• [Data]:
-- Opening Marker --

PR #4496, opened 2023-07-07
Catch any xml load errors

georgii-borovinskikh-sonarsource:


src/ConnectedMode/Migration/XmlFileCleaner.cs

-- Closing Marker --

• [Problem to work on]:
The requested output is the line holding "Catch any xml load errors" and every line after it up to the last line of the listing, exactly, with nothing else.

• [Output of the task]:
Catch any xml load errors

georgii-borovinskikh-sonarsource:


src/ConnectedMode/Migration/XmlFileCleaner.cs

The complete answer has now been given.